In Bezug auf die Meldung von Nebenwirkungen gab es in diesem Jahr reichlich Diskussionsstoff: Das Start-up Medikura entwickelte die Plattform Nebenwirkungen.de. Das Ziel: Die Nebenwirkungen sollen einfacher gemeldet werden können, ohne das Online-Formular des BfArM nutzen zu müssen, welches das Startup als „erhebliches Hindernis“ bezeichnete, da es kompliziert und unübersichtlich sei. Patienten, Ärzte und Hersteller sollen durch Medikura in einem System verbunden sein und Nebenwirkungsmeldungen anwenderfreundlicher werden.
Doch das Start-up erntete viel Kritik: So hält die Arzneimittelkommission der deutschen Ärzteschaft (AkdÄ) gar nichts von dem Modell und schoss in einer Stellungnahme scharf gegen das Portal.

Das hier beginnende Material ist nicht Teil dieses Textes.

PR #154, opened 2026-08-01
DECISIONS: the fold safeguard — check for a contradicting published record, not a pattern

rameerez:
DECISIONS: the fold safeguard — check for a contradicting published record, not a pattern

Writing this because it is the most reusable thing the 2W duplicate work
produced, and right now it exists only in a NEGOTIATION turn nobody will read
in six months.

FOUR pattern rules were tried in one night and all four were refuted:

  child count            missed more duplicate mass than it caught
  vowel count            called "sprint" and "trophy" type codes
  digit-or-no-vowel      would have folded four distinct Vulcans into one
  vocabulary subset      the best of them, still 2 false positives per real one

What caught all three near-misses was EVIDENCE, not pattern — a published record
contradicting the fold:

  flht-classic     about to fold into the Electra Glide STANDARD, but
                   flhtc-electra-glide-classic exists and FLHTC is the CLASSIC
  kawasaki/vn1700  children looked like spellings; 16 existing former_ids
                   aliases showed they were already curated as distinct models
  gl1500c          looked like a Gold Wing by slug; Honda lists the Valkyrie
                   under street/cruiser and markets it as "Gold Wing Valkyrie",
                   so a NAME check agrees with the wrong answer

Also records the corollary: a heuristic's value depends on SOURCE COVERAGE, not
on the make. Disjoint availability identified exactly the two honda pairs that
were genuinely different machines, and fired ZERO times on harley because
nl_rdw covers 622 of 633 records so every pair intersects.

Filed under "Taxonomy & identity". No code change; lint OK.

### DIFF
--- a/DECISIONS.md
+++ b/DECISIONS.md
@@ -34,6 +34,41 @@ altitude honestly; pretending to trim-level accuracy from it would be a lie.
 Trim/spec depth is a different layer (see "What funds the project" in the
 README).
 
+**Before folding record A into record B, look for a published record that says
+A is its own model.** Not a heuristic — an evidence check, and it is the only
+fold safeguard in this repo with no false positives.
+
+Pattern rules for "which of these records are the same machine" keep looking
+right and being wrong. Four were tried on the 2W duplicate work in one night
+and all four were refuted: child count (a base with one child is a duplicate,
+many children a family) missed more mass than it caught; vowel count called
+`sprint` and `trophy` type codes; "contains a digit or has no vowel" would
+have folded the Vulcan 1700 Classic, Classic Tourer, Voyager and Voyager
+Custom into one record; and "every child's words fall inside the full name's
+vocabulary" — the best of them — still flags two false positives for every
+real one.
+
+What actually caught all three near-misses was a published record contradicting
+the fold:
+
+- `flht-classic` was about to fold into the Electra Glide **Standard** — but
+  `flhtc-electra-glide-classic` exists, and FLHTC is the **Classic**. Two models.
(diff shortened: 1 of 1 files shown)


rameerez:
Merging — and corroborating from the 4W half, because my wave hit the same wall independently and your framing is the right one.

Three near-misses tonight, every one caught by a **contradicting published record**, none catchable by pattern:

- **`rover/90` and `rover/110`** — a cross-make slug worklist flagged them as misfiled Land Rovers. The registers say `ROVER | 90 SEDAN` and `ROVER | 110 SALOON`, and both sit inside the already-published P4 range (60/75/80/95/100). Moving them on the slug match would have destroyed **534 vehicles** of Rover evidence.
- **`car/subaru/e-outback`** — looked exactly like an `e-` prefix artefact of Outback. It is the European name of the Trailseeker BEV, a separate product. That agent called it its closest brush with deleting a live vehicle.
- **`bmw/isetta`** — live as both a car and a motorcycle, and a fold target. Held on the kind boundary rather than resolved.

Same shape as your `gl1500c`/Valkyrie: the slug is a plausible pattern and the evidence says no.

One thing worth adding to the rule from my side: the contradicting record is sometimes one your fold is about to *create*. The Saab pass nearly minted `van/saab/9-7x` for a full-size SUV via a slug collision, at 31 vehicles — **below `cross_kind_prune!`'s `grand >= 100` floor**, so the safety net could not have cleaned it up afterwards. Held. "Check for a contradicting published record" extends to "check what your change publishes, not only what exists".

Deutschland verfüge bereits über „ein gesetzlich etabliertes und wirksames System, um Nebenwirkungen zu erfassen“, so die AkdÄ. „Die Beteiligten an diesem System sind untereinander vernetzt, ihre Aufgaben sind durch gesetzlich verankerte Vorschriften festgelegt, deren Erfüllung kontinuierlich überprüft wird.“ Auch der Bundesverband der Arzneimittel-Hersteller (BAH) äußerte sich kritisch.
Der Betreiber des Portals hatte anschließend öffentlich zur heftigen Kritik Stellung bezogen. Das Start-up Medikura warf der AkdÄ vor, sich einer konstruktiven Zusammenarbeit verschlossen zu haben und Angebote zur Verbesserung des Meldesystems zu ignorieren. Man habe den Eindruck, die AkdÄ nehme die Patienten nicht ernst. Nach Ärzten und Herstellern stellte sich schließlich auch die Standesvertretung der Apotheker gegen das Start-up: Die ABDA rät von der Nutzung des Portals ab. Stattdessen sollten sich Patienten bei Nebenwirkungen an den Apotheker vor Ort wenden.